Panterra Gold and the Albion Process
Panterra Gold
- Panterra is an Australian listed gold and silver producer. Panterra’s core project is the 100% owned Las Lagunas gold/silver tailings retreatment project that processes tailings from the historic production at the Pueblo Viejo mine in the Dominican Republic.
- Panterra is credited with world’s first utilization of Albion process for oxidation of refractory ore containing precious metals. Albion process oxidizes sulphide ore, rendering gold and silver amenable to extraction by standard carbon-in-leach processing.
- Panterra expects that recoveries achieved from metallurgically complex tailings will significantly improve when processing clean refractory concentrate from a mining operation such as New Polaris. As Panterra is searching for long term supply of clean refractory gold concentrate, the remaining life for existing tailings in Dominican Republic is expected to match well with New Polaris anticipated timeline to production.
- A video of the Las Lagunas operations can be viewed online at: https://www.youtube.com/watch?v=6P_o-AwwIss&feature=youtu.be
The Albion Process
- The Albion Process was developed in 1994 by Glencore and is patented worldwide.
- The Albion Process is a combination of ultrafine grinding and oxidative leaching at atmospheric pressure.
- The feed to the Albion Process are base or precious metal concentrates.
- The sulphides in the feed are oxidized and liberated, allowing the wanted metals to be recovered by conventional means.
- There are three Albion Process plants currently in operation. Two plants treat a zinc sulphide concentrate and are located in Spain and Germany. A third Albion Process plant is operating by Panterra in the Dominican Republic treating a refractory gold/silver concentrate. A fourth plant is under construction in Armenia, and will be treating refractory gold.

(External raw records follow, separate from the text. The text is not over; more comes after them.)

PR #697, opened 2015-08-18
Support embedded query in memory connector. Fix memory connector bug

mazesoul:
Adds support for the ability to query embedsMany models from the parent.

Fix a memory connector bug that could occur when having an "or" or "and"
clause combined with another property. In that case, the and would revert
true for 'Paul McCartney'

```
{name:'John Lennon',and: [{role:'lead'}, {vip:true}]}}
```

### DIFF
--- a/lib/connectors/memory.js
+++ b/lib/connectors/memory.js
@@ -400,29 +400,39 @@ function applyFilter(filter) {
   }
   var keys = Object.keys(where);
   return function (obj) {
-    var pass = true;
-    keys.forEach(function(key) {
+    return keys.every(function(key) {
       if(key === 'and' || key === 'or') {
         if(Array.isArray(where[key])) {
           if(key === 'and') {
-            pass = where[key].every(function(cond) {
+            return where[key].every(function(cond) {
               return applyFilter({where: cond})(obj);
             });
-            return pass;
           }
           if(key === 'or') {
-            pass = where[key].some(function(cond) {
+            return where[key].some(function(cond) {
               return applyFilter({where: cond})(obj);
             });
-            return pass;
           }
         }
       }
-      if (!test(where[key], getValue(obj, key))) {
-        pass = false;
+
+      if (test(where[key], getValue(obj, key))) {
+        return true;
       }
+
+      // If we have a composed key a.b and b would resolve to a property of an object inside an array
+      // then, we attempt to emulate mongo db matching. Helps for embedded relations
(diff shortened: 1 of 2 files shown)


mazesoul:
@altsang Are you in a position to give me an ETA for the review/merge. Also, is this something that you can accept?

raymondfeng:
1. Before your PR, the `and` and `or` operator cannot be combined with regular clauses. Your case needs to be written as:
```
{and: [{name:'John Lennon'}, {role:'lead'}, {vip:true}]}
```
If we allow and/or to be used with regular clauses, we need to make sure other connectors support it too.

2. We already support nested properties for the memory connector even before this PR, see https://github.com/strongloop/loopback-datasource-juggler/blob/master/test/memory.test.js#L397-L428. What else does the PR add?

mazesoul:
@raymondfeng The memory connector didn't support nested properties over arrays. Like this https://github.com/WyzeLink/loopback-datasource-juggler/blob/feature/support-embedded-query-in-memory/test/memory.test.js#L431-L439. Where friends is an array of object. This is important to be able to test embedsMany relations

Concerning the support for the and/or clauses, from what I can gather the following all default to loopback-connector's `_buildWhere` that does concatenate all the statements together https://github.com/strongloop/loopback-connector/blob/master/lib/sql.js#L827.

Moreover, in the memory connector's implementation, there was a bug even if it doesn't support both. If the `and/or` clause appeared before another key, it could be reverted because of the forEach iteration. An `and` that was true, could have been made false if the key was declared after. The `pass` in the closure, although only setting to false, could in certain circumstances cause confusion by failing the filtering on the secondary case.

- https://github.com/strongloop/loopback-connector-mysql
- https://github.com/strongloop/loopback-connector-postgresql
- https://github.com/strongloop/loopback-connector-oracle/blob/master/lib/oracle.js#L484
- https://github.com/strongloop/loopback-connector-mssql/blob/master/lib/mssql.js#L368

As for mongo, its where build is additive: https://github.com/strongloop/loopback-connector-mongodb/blob/master/lib/mongodb.js#L553

mazesoul:
And finally, a bug which I forgot to mention in the PR's comment: supposing there are two objects, only one of which having a value for a string key, the regex match would throw because there was no verification: https://github.com/strongloop/loopback-datasource-juggler/pull/697/files#diff-98aa884e786e8c02d53648b6f0afaa82R481

mazesoul:
Thanks :)

PR #699, opened 2015-08-19
Fixed ReferencesMany .findById to check the given id in the modelInstance[fk]

satyadeepk:
### Issue
`findById` in `ReferencesMany` was comparing the `fkId` with itself. Hence `findById` method always returns the `modelTo` instance whether the `modelFrom` instance contains it or not.

### Fix
Fixed the above issue by checking whether the `fkId` is present in `modelInstance[fk]`. 

cc: @fabien


slnode:

raymondfeng:
ok to test

PR #704, opened 2015-08-25
With simpe and fast hasmany

wertlex:
Hey guys, I'm not Loopback guru or even experienced user, but we were having some problems with performance of `hasMany` relation. 

It was affected cases when for ex. you have about 100 users (user hasMany permissions) and 100 permissions for them totally. As all join job done in app it was rather easy to trace whats going on. 

I introduced method `includeHasManySimple` which handles only simple cases of `hasMany` - without `subIncludes`. This is how it works: 
* building id -> obj1 map in object form to make by-id queries easy 
* collects ids to query from 2nd model
* builds and run query on 2nd model
* after that result of 2nd query collected to id -> [obj] map which make by-id queries easy and fast again
* for each object in 1st map cache filled and `processTargetObj` called 

This allow to do blazing fast joins. 

Second thing to pay attention is `processTargetObj` function

`var inst = (obj instanceof self) ? obj : new self(obj);`

moved down to place where it really used, and as in a lot of cases `inst` is used in `if(obj === inst)` clause `isInst` value introduced. So in most cases `inst` never used and it makes `processTargetObj` very fast. 

BTW, I still not sure, but in my case `new self(obj);` takes about 230ms which looks very poor.  I still not found the reason of such behaviour.

[Review on Reviewable](https://reviewable.io/reviews/strongloop/loopback-datasource-juggler/704)

### DIFF
--- a/lib/include.js
+++ b/lib/include.js
@@ -845,7 +845,9 @@ Inclusion.include = function (objects, include, options, cb) {
      * @returns {*}
      */
     function processTargetObj(obj, callback) {
-      var inst = (obj instanceof self) ? obj : new self(obj);
+      
+      var isInst = obj instanceof self;
+
       // Calling the relation method on the instance
       if (relation.type === 'belongsTo') {
         // If the belongsTo relation doesn't have an owner
@@ -853,7 +855,7 @@ Inclusion.include = function (objects, include, options, cb) {
           defineCachedRelations(obj);
           // Set to null if the owner doesn't exist
           obj.__cachedRelations[relationName] = null;
-          if (obj === inst) {
+          if (isInst) {
             obj.__data[relationName] = null;
           } else {
             obj[relationName] = null;
@@ -867,7 +869,7 @@ Inclusion.include = function (objects, include, options, cb) {
        * @param cb
        */
       function setIncludeData(result, cb) {
-        if (obj === inst) {
+        if (isInst) {
           if (Array.isArray(result) && !(result instanceof List)) {
             result = new List(result, relation.modelTo);
           }
@@ -885,6 +887,9 @@ Inclusion.include = function (objects, include, options, cb) {
         return setIncludeData(obj.__cachedRelations[relationName],
           callback);
       }
+
+      var inst = (obj instanceof self) ? obj : new self(obj);
+
       //If related objects are not cached by include Handlers, directly call
       //related accessor function even though it is not very efficient
       var related; // relation accessor function
--- a/lib/include.js
+++ b/lib/include.js
@@ -1,6 +1,7 @@
 var async = require('async');
 var utils = require('./utils');
 var List = require('./list');
+var includeUtils = require('./include_utils');
 var isPlainObject = utils.isPlainObject;
 var defineCachedRelations = utils.defineCachedRelations;
 var uniq = utils.uniq;
@@ -267,6 +268,11 @@ Inclusion.include = function (objects, include, options, cb) {
       if (relation.type === 'referencesMany') {
         return includeReferencesMany(cb);
       }
+
+      //This handles exactly hasMany. Fast and straightforward. Without parallel, each and other boilerplate.
+      if(relation.type === 'hasMany' && relation.multiple && !subInclude) {
+        return includeHasManySimple(cb);
+      }
       //assuming all other relations with multiple=true as hasMany
       return includeHasMany(cb);
     }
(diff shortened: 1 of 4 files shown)


slnode:

lib/include.js
```diff
@@ -486,6 +492,37 @@ Inclusion.include = function (objects, include, options, cb) {
      * Handle inclusion of HasMany relation
      * @param callback
      */
+    function includeHasManySimple(callback) {
+      //Map for Indexing objects by their id for faster retrieval
+      var objIdMap = includeUtils.buildOneToOneIdentityMap(objs, relation.keyFrom);
+      // all ids of primary objects to use in query
+      var sourceIds = Object.keys(objIdMap);
```
raymondfeng: The source ids will be string[]. It will probably breaks for number/objectid keys. Can we keep the original id values?

raymondfeng:
@wertlex I added a comment. Can you address that? This is a good optimization.

wertlex:
Yes, sure. Will do in couple of days. A bit busy right now.

raymondfeng:
@wertlex Did you have a chance to refine the PR?

wertlex:
@raymondfeng nope, but I'm definetly very close to it.

wertlex:
@raymondfeng eventually start working on that. Looks like I've done with half and write my own simple map which stores original values too. Not sure I should proud about that, but looks like this is the only way to do that with JS.

raymondfeng:
@wertlex Thanks. Are you done now?

wertlex:
@raymondfeng looks like thats it. I made special data structure KVMap which is kind of map where keys are arbitrary values. Looks like this should solve problem with non-string keys.
Test also included. Check this out plz :)

lib/include_utils.js
```diff
@@ -0,0 +1,99 @@
...
+/**
+ * Map with arbitrary keys and values. User .set() and .get() to work with values instead of []
+ * @returns {{set: Function, get: Function, remove: Function, exist: Function, getKeys: Function}}
+ * @constructor
+ */
+function KVMap(){
+  var _originalKeyFieldName = 'originalKey';
+  var _valueKeyFieldName = 'value';
+  var _dict = {};
+  var keyToString = function(key){ return key.toString() };
```
zanemcca: This is breaking my production environment.
The key passed in does not have a toString() function. I am not sure why yet.
@wertlex @raymondfeng are all keys supposed to have a toString() function?

raymondfeng: What key type do you use?

zanemcca: I believe include is set to an empty array in the failing case.
I am pushing some changes that should allow me to know for certain.

zanemcca: I was wrong about the empty array.
Here is my include query.
```
include = [{
  relation: 'child',
  scope: {
    where: {
      username: 'someUser'
    }
  }
},
{
  relation: 'otherChild',
  scope: {
    where: {
      username: 'someUser'
    }
  }
}];
```

zanemcca: Here is the stack trace from the crash.

```
 events.js:141
       throw er; // Unhandled 'error' event
       ^
 
 TypeError: Cannot read property 'toString' of undefined
     at KVMap.keyToString (/usr/src/app/node_modules/loopback-datasource-juggler/lib/include_utils.js:64:46)
     at Object.KVMap.mapImpl.set (/usr/src/app/node_modules/loopback-datasource-juggler/lib/include_utils.js:70:13)
     at Object.buildOneToOneIdentityMapWithOrigKeys (/usr/src/app/node_modules/loopback-datasource-juggler/lib/include_utils.js:19:11)
     at includeHasManySimple (/usr/src/app/node_modules/loopback-datasource-juggler/lib/include.js:497:36)
     at processIncludeItem (/usr/src/app/node_modules/loopback-datasource-juggler/lib/include.js:274:16)
     at /usr/src/app/node_modules/loopback-datasource-juggler/lib/include.js:172:5
     at /usr/src/app/node_modules/loopback-datasource-juggler/node_modules/async/lib/async.js:157:13
     at _each (/usr/src/app/node_modules/loopback-datasource-juggler/node_modules/async/lib/async.js:57:9)
     at Object.async.each (/usr/src/app/node_modules/loopback-datasource-juggler/node_modules/async/lib/async.js:156:9)
     at Function.Inclusion.include (/usr/src/app/node_modules/loopback-datasource-juggler/lib/include.js:171:9)
```

raymondfeng: Can you try to dump out the offending keys that don't have toString()?

zanemcca: My deployment is not playing nice so I am not able to easily get into the node_modules folder to change this to give a dump. 

I am not sure what a "key" is supposed to be in this context.
Is it supposed to be the contents of the include query?

zanemcca: Ok I found a way of getting the key dump. 
The problem seems to have appeared because I use the fields query.
```
"fields": [
   "position",
   "value"
]
```
So in buildOneToOneIdentityMapWithOrigKeys(objs, idName) I ended up with 
`obj = { location: {lat: 45, lng: 45}, value: 5 }`
and
`idName = 'id'`
which resulted in the key being undefined.

raymondfeng: Interesting, I guess we should always include `id` property in the `fields` so that the id value can be used as foreign keys. Can you test if including `id` in `fields` will solve your problem?

wertlex:
Looks like `includeHasMany()` have  special handling for cases when original object doesn't have `id` property: https://github.com/wertlex/loopback-datasource-juggler/blob/d9918d526a7a59dbc610295b5727311be4ef0359/lib/include.js#L533

But I'm still not sure what exactly `defineCachedRelations(obj)` for. 

@zanemcca simplest fix right now should be just adding `id` in `fields`. 

@raymondfeng can you tell how reasonable fields queries without explicit id?

If this is the case we can add related tests and fix `includeHasManySimple`.

lib/include_utils.js
zanemcca: I can confirm that adding `id` to `fields` does indeed solve the problem.

Issue #706, opened 2015-08-26
Fix primary key checks


superkhau:
- [x] Update `hasIdDefined` to check is `ids()` empty and `idNames()` empty
- [x] Fix functions that operate on single instances (all `.prototype` functions should not work without a PK defined)

superkhau:
prototype methods:

- [ ] save
- [ ] destroy/remove/delete
- [ ] updateAttribute(s)

PR #707, opened 2015-08-26
Fix primary key checks

superkhau:
Connect to #706

### DIFF
--- a/lib/dao.js
+++ b/lib/dao.js
@@ -856,8 +856,8 @@ DataAccessObject.findById = function findById(id, filter, options, cb) {
   assert(typeof options === 'object', 'The options argument must be an object');
   assert(typeof cb === 'function', 'The cb argument must be a function');
 
-  if (!this.definition.hasIdDefined()) {
-    process.nextTick(cb(getIdDefinitionError()));
+  if (isPKMissing(this, cb)) {
+    return cb.promise;
   } else if (id == null || id === '') {
     process.nextTick(function() {
       cb(new Error('Model::findById requires the id argument'));
@@ -906,8 +906,7 @@ DataAccessObject.findByIds = function(ids, query, options, cb) {
   assert(typeof options === 'object', 'The options argument must be an object');
   assert(typeof cb === 'function', 'The cb argument must be a function');
 
-  if (!this.definition.hasIdDefined()) {
-    process.nextTick(cb(getIdDefinitionError()));
+  if (isPKMissing(this, cb)) {
     return cb.promise;
   } else if (ids.length === 0) {
     process.nextTick(cb(null, []));
@@ -1697,8 +1696,7 @@ DataAccessObject.removeById = DataAccessObject.destroyById = DataAccessObject.de
   assert(typeof options === 'object', 'The options argument must be an object');
   assert(typeof cb === 'function', 'The cb argument must be a function');
 
-  if (!this.definition.hasIdDefined()) {
-    process.nextTick(cb(getIdDefinitionError()));
+  if (isPKMissing(this, cb)) {
     return cb.promise;
   } else if (id == null || id === '') {
     process.nextTick(function() {
@@ -1839,7 +1837,9 @@ DataAccessObject.prototype.save = function (options, cb) {
   assert(typeof options === 'object', 'The options argument should be an object');
   assert(typeof cb === 'function', 'The cb argument should be a function');
 
-  if (this.isNewRecord()) {
+  if (isPKMissing(Model, cb)) {
+    return cb.promise;
+  }  else if (this.isNewRecord()) {
     return Model.create(this, options, cb);
   }
 
@@ -2141,6 +2141,9 @@ DataAccessObject.prototype.remove =
       var id = getIdValue(this.constructor, this);
       var hookState = {};
 
+      if (isPKMissing(Model, cb))
+        return cb.promise;
+
       var context = {
         Model: Model,
         query: byIdQuery(Model, id),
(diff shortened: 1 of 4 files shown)


lib/model-definition.js
```diff
@@ -303,24 +303,6 @@ ModelDefinition.prototype.toJSON = function (forceRebuild) {
...
-
-  // check if id is defined by a relation
-  this.ids().forEach(function(item) {
-    if (item.hasOwnProperty('id'))
-      isDefined = true;
-  });
-
-  return isDefined;
+ModelDefinition.prototype.hasPkDefined = function() {
+  return (this.ids().length !== 0 || this.idNames().length !== 0);
```
raymondfeng: No need to check both. Either ids() or idNames() is good enough.

lib/model-definition.js
```diff
@@ -303,24 +303,6 @@ ModelDefinition.prototype.toJSON = function (forceRebuild) {
...
-
-  // check if id is defined by a relation
-  this.ids().forEach(function(item) {
-    if (item.hasOwnProperty('id'))
-      isDefined = true;
-  });
-
-  return isDefined;
+ModelDefinition.prototype.hasPrimaryKey = function() {
+  return (this.ids().length > 0 || this.idNames().length > 0);
```
superkhau: @raymondfeng Is this ok?

raymondfeng: It's good enough to have `return this.ids().length > 0;`

superkhau:
@raymondfeng Review please.

lib/dao.js
```diff
@@ -2542,13 +2550,8 @@ jutil.mixin(DataAccessObject, Relation);
...
-/**
- * Return an error object stating the `id` property must be part of the model
- * definition.
- *
- * @return {Object} The error stating the requirements
- */
-function getIdDefinitionError() {
-  return new Error('`id` property must be defined as part of the model ' +
-    'definition');
+function PrimaryKeyMissingError(msg) {
```
raymondfeng: We probably need to know which model it is.

lib/dao.js
```diff
@@ -2542,13 +2550,9 @@ jutil.mixin(DataAccessObject, Relation);
...
- * definition.
- *
- * @return {Object} The error stating the requirements
- */
-function getIdDefinitionError() {
-  return new Error('`id` property must be defined as part of the model ' +
-    'definition');
+function PrimaryKeyMissingError(modelName) {
+  this.name = 'PrimaryKeyMissingError';
+  this.message = 'Primary key missing from the ' + modelName + ' model ' +
```
superkhau: @raymondfeng Including model name in the error message now.

lib/dao.js
```diff
@@ -1839,7 +1839,9 @@ DataAccessObject.prototype.save = function (options, cb) {
   assert(typeof options === 'object', 'The options argument should be an object');
   assert(typeof cb === 'function', 'The cb argument should be a function');
 
-  if (this.isNewRecord()) {
+  if (!Model.definition.hasPrimaryKey()) {
+    process.nextTick(cb(new PrimaryKeyMissingError(Model.modelName)));
```
raymondfeng: Do you need to `return cb.promise;`?

lib/dao.js
```diff
@@ -2141,6 +2143,9 @@ DataAccessObject.prototype.remove =
       var id = getIdValue(this.constructor, this);
       var hookState = {};
 
+      if (!Model.definition.hasPrimaryKey())
+        process.nextTick(cb(new PrimaryKeyMissingError(Model.modelName)));
+
```
raymondfeng: Do you need to `return cb.promise;`?

lib/dao.js
```diff
@@ -2327,6 +2332,9 @@ DataAccessObject.prototype.updateAttributes = function updateAttributes(data, op
   assert(typeof connector.updateAttributes === 'function',
     'updateAttributes() must be implemented by the connector');
 
+  if (!Model.definition.hasPrimaryKey())
+    process.nextTick(cb(new PrimaryKeyMissingError(Model.modelName)));
+
```
raymondfeng: Do you need to `return cb.promise;`?

lib/dao.js
superkhau: Actually, yes I think so.

lib/dao.js
```diff
@@ -856,8 +856,9 @@ DataAccessObject.findById = function findById(id, filter, options, cb) {
   assert(typeof options === 'object', 'The options argument must be an object');
   assert(typeof cb === 'function', 'The cb argument must be a function');
 
-  if (!this.definition.hasIdDefined()) {
-    process.nextTick(cb(getIdDefinitionError()));
+  if (!this.definition.hasPrimaryKey()) {
+    process.nextTick(cb(new PrimaryKeyMissingError(this.modelName)));
```
raymondfeng: This is not going to work. `process.nextTick()` takes a function. The code should look like the following:
```js

   // Define a helper function
   function isPKMissing(modelClass, cb) {
     var hasPK = modelClass.definition.hasPrimaryKey();
     if (hasPK) return false;
     process.nextTick(function() {
       cb(new PrimaryKeyMissingError(modelClass.modelName);
     }
     return true;
 }

// Use the helper function
if (isPKMissing(this, cb)) return cb.promise;
```

lib/dao.js
```diff
@@ -856,8 +856,8 @@ DataAccessObject.findById = function findById(id, filter, options, cb) {
   assert(typeof options === 'object', 'The options argument must be an object');
   assert(typeof cb === 'function', 'The cb argument must be a function');
 
-  if (!this.definition.hasIdDefined()) {
-    process.nextTick(cb(getIdDefinitionError()));
+  if (isPKNotFound(this, cb)) {
```
raymondfeng: Nick-pick: double-negative is confusing.

superkhau: True, I will change it all back to `Missing` ;)

raymondfeng:
LGTM

superkhau:
@slnode test please

Issue #625, opened 2015-06-11
Implement `contains` operator to mimic MongoDB


fabien:
In order to resolve #622 I would like to propose a `contains` operator, which mimics the transparent handling of array matching in MongoDB. 

A feature branch lives here: https://github.com/fabien/loopback-datasource-juggler/tree/feature/query-contains

Currently, the logic of `contains` returns true if either case is true (based on `compare`):
- array `a` contains value `b`
- array `a` intersects with array `b` (you probably don't want to nest arrays for this anyway)

This is probably not 100% exactly like MongoDB, but I think we can make all connectors behave the same if we'd agree on adding `contains` as a new core operator.

/cc @raymondfeng @bajtos

fabien:
It's important to note that we don't strictly need `contains` to resolve the `include` issue in MongoDB.

bajtos:
I don't understand this topic enough to judge the proposed solution, I'll leave that task to @raymondfeng - I believe he is more familiar with this part of juggler. Adding a new operator "contains" looks like a good thing to me.

@fabien does you proposal include ability to nest operators inside `contains`? E.g. is it possible to say `array A contains value between B-C` or `array A contains an object value that has property B equal to C`?

fabien:
@bajtos my proposal is rather simple, it's like an inverted `inq` in a way. Let's start simple and see if we can indeed nest - it's probably possible to do so, however, having all connectors support it is a different matter I guess.

jannyHou:
@fabien do you still plan to work on this feature branch?
https://github.com/fabien/loopback-datasource-juggler/tree/feature/query-contains
Or any update thought about this feature?
Thanks.

Issue #147, opened 2014-06-20
Memory Connector: inq filter should respect Arrays


fabien:
See: https://github.com/strongloop/loopback-datasource-juggler/blob/master/lib/connectors/memory.js#L379

To make the comparison follow MongoDB for example, the value should intersect at least once (by casting any value to an array). 

Something like (needs a more fitting and well-tested solution, without dependencies):

``` javascript
if (example.inq) {
  if (!value) return false;
  var sample = [].concat(value || []);
  return _.intersect(example.inq, sample).length > 0;
}
```

loay:
Hi @fabien 
Did the merged pull request #710 Fix the issue?
Thanks.

rmmlxr:
Does not work for me; using postgres connector.

PR #710, opened 2015-08-28
Add support for matching array values à la mongo.

mazesoul:
Support mongo style matcher in where clause. 

embedsMany, referencesMany all have type array properties that can be filtered with when using loopback-mongo-connector. These don't have counterparts in relational dbs but precluding the use of the filters in the memory connectors complicates tests for mongo based apps.

Fixes the memory connector support mentionned in strongloop/loopback#953, strongloop/loopback#517.

Provides a baseline for the memory connector support of #625. At least for unit tests of a mongo based app.

Other issues related to this: #147

### DIFF
--- a/lib/connectors/memory.js
+++ b/lib/connectors/memory.js
@@ -416,7 +416,20 @@ function applyFilter(filter) {
         }
       }
 
-      if (test(where[key], getValue(obj, key))) {
+      var value = getValue(obj, key);
+      // Support referencesMany and other embedded relations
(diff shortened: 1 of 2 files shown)


mazesoul:
Trying to retrigger build by close and open

mazesoul:
@raymondfeng Could you have a look at this, it's the "simple array of values" counter part of the change made in #697. This is useful when using 'referencesMany'. I know other connector don't support this but I doesn't prevent anything and is massively useful when building unit test for a mongo base app. 

Thanks.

- Additional Information about the Albion Process can be found online at: http://www.albionprocess.com/EN/Pages/default.aspx
Pre-Development Earn In Agreement
The Agreement provides for Panterra, to progressively spend C$10 million on three Stages of predevelopment activities including additional drilling, metallurgical test work, environmental permitting, detailed mine planning, tailings dam design, preliminary engineering, and completion of a Definitive Feasibility Study (“DFS”), to earn up to 50% in New Polaris.
Stage One
The first Stage of the predevelopment expenditure will cost approximately C$500,000 over a five-month period. An initial C$250,000 will be paid to Canarc within 2 days and the additional C$250,000 within 90 days of signing this agreement.
Stage one will involve laboratory production of flotation concentrate followed by test work through Glencore Technology Albion pilot plant in Brisbane, Australia to confirm expectations that the New Polaris concentrate is amenable to oxidation and gold extraction at the Las Lagunas process plant.
This stage will also involve a comprehensive technical and economic review of the proposed development and commencement of environmental baseline data collection required for permitting.
Stage Two
Following completion of Stage one, PGBC will have 60 days in which to elect to proceed to Stage two of the predevelopment expenditure, at a cost of approximately C$3.5 million.
Expenditures will include a 10,000m drilling program, additional engineering and completion of the seasonal collection of field data required for the environmental permitting.
On completion of the second stage, PGBC will have earned a 20% interest in the JV based on a cumulative C$4M spending during stage one and two.
Stage Three
Following completion of stage two, PGBC will have 60 days in which to elect to proceed to stage three of the predevelopment expenditure, at a cost of approximately C$6 million.
Third Stage expenditures will be primarily focused on the completion of a Definitive Feasibility Study (“DFS”), which will involve a further 10,000m of in-fill drilling, additional metallurgical test work, and preliminary engineering.
On completion, PGBC will have earned a 50% interest in the Project and will be appointed Manager.
PGBC can increase its interest in New Polaris to 51% by purchasing 1% from Canarc within six months of completion of the DFS at a cost of 1% of the NPV established by the DFS using a 10% discount rate.
Garry Biles, P.Eng, Canarc’s President and COO, is the Qualified Person who reviewed and approved the technical information contained in this news release.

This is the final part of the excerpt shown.